Wenn es die Mission von Seehofer-Dobrindt-Söder war, die politische Mitte in Deutschland zu destabilisieren, dann kann man nur herzlich zum Erfolg gratulieren. Die Union steht als handlungsunfähige Kraft da, die sich bis aufs Messer bekämpft und kurz vor der Spaltung steht. Die SPD macht den Anschein politischer Irrelevanz. Rechtliche Bedenken werden zur untergeordneten Kategorie erklärt.
Dieser Politikstil erfährt derzeit globale Verbreitung. US-Präsident Trump kann denn auch jubilieren: „Das deutsche Volk wendet sich gegen seine Führung […]“, tweetet er.
Die CSU steht unter extremem Druck vonseiten der AfD
Und Europa? Gerät dabei zur Farce. Innenminister Seehofer macht seine Bündnisse zum Schutz der Grenzen bereits mit den Rechtspopulisten in Österreich und den radikalen Rechten in Italien. Das ist die neue Achse der Willigen, wie der österreichische Bundeskanzler Sebastian Kurz es umschrieb.

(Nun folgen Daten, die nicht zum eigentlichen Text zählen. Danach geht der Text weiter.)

PR #105, opened 2021-01-31
Fix #104 (path pollution)

hexagonrecursion:
Fixes #104

_in_process.py is executed as a subprocess. This causes its parent
directory to become sys.path[0]. Any extra files in the same directory
shadow pypi libraries eg colorlog.

Solution: put _in_process.py in its own special subdirectory.
Note: the directory has to be a module because
importlib.resources.path does not support resources with directory
separators in their name:

https://docs.python.org/3/library/importlib.html#importlib.resources.path :
> resource is the name of the resource to open within package;
> it may not contain path separators and it may not have sub-resources
> (i.e. it cannot be a directory).

PR #106, opened 2021-01-31
Add a test for setup.py support

hexagonrecursion:
It looks like you did not have a test for setup.py support. Now you do. Note: this will unfortunately cause conflicts with #105. After one of the two PRs is merged I'll rebase the other.

### DIFF
--- a/tests/test_call_hooks.py
+++ b/tests/test_call_hooks.py
@@ -171,3 +171,10 @@ def test_issue_104():
         '__init__.py', '__init__.pyc', '_in_process.py', '_in_process.pyc',
         '__pycache__',
     }
+
+
+def test_setup_py():
+    hooks = get_hooks('setup-py')
+    with modified_env({'PYTHONPATH': BUILDSYS_PKGS}):
+        res = hooks.get_requires_for_build_wheel({})
+    assert res == ['wheel']
--- a/tests/test_call_hooks.py
+++ b/tests/test_call_hooks.py
@@ -177,4 +177,5 @@ def test_setup_py():
     hooks = get_hooks('setup-py')
     with modified_env({'PYTHONPATH': BUILDSYS_PKGS}):
         res = hooks.get_requires_for_build_wheel({})
+    res = [x for x in res if x != 'setuptools']
     assert res == ['wheel']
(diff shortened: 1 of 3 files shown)


hexagonrecursion:
Closed due to:
* I do not care about this PR much
* The upstream cares even less (no of feedback for over a month)

tests/test_call_hooks.py
```diff
@@ -151,3 +151,10 @@ def test_custom_python_executable(monkeypatch, tmpdir):
             hooks.get_requires_for_build_wheel()
         runner.assert_called_once()
         assert runner.call_args[0][0][0] == 'some-python'
+
+
+def test_setup_py():
+    hooks = get_hooks('setup-py')
+    with modified_env({'PYTHONPATH': BUILDSYS_PKGS}):
+        res = hooks.get_requires_for_build_wheel({})
+    assert res == ['wheel']  # Shold this be ["setuptools", "wheel"]?
```
takluyver, line 160: I think this is correct. This is asking the backend if it needs any *extra* packages to make a wheel. The backend here is setuptools, and it must already be available, otherwise calling the hook would fail, so it doesn't need to specify itself.

takluyver (commented):
This looks fine if you want to reopen & rebase it.

tests/test_call_hooks.py
takluyver:
```suggestion
    assert res == ['wheel']
```

hexagonrecursion:
Some builds give the below error others pass fine. I'll fix it now.
```
AssertionError: assert ['setuptools', 'wheel'] == ['wheel']
```

hexagonrecursion:
Rebased

tests/test_call_hooks.py
```diff
@@ -171,3 +171,11 @@ def test_issue_104():
         '__init__.py', '__init__.pyc', '_in_process.py', '_in_process.pyc',
         '__pycache__',
     }
+
+
+def test_setup_py():
+    hooks = get_hooks('setup-py')
+    with modified_env({'PYTHONPATH': BUILDSYS_PKGS}):
+        res = hooks.get_requires_for_build_wheel({})
+    res = [x for x in res if x != 'setuptools']
```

Dass ausgerechnet diese Achse historisch schon einmal kein Segen bedeutete, ist wirklich keinem aufgefallen? Als Söder dann nach all den Jahrzehnten der europäischen Einigung die Politik des Multilateralismus aufkündigte, Germany first also, reagierten selbst Merkel-kritische Christdemokraten empfindlich. Dabei käme es als Gegengewicht zum US-Präsidenten jetzt gerade auf Europa an.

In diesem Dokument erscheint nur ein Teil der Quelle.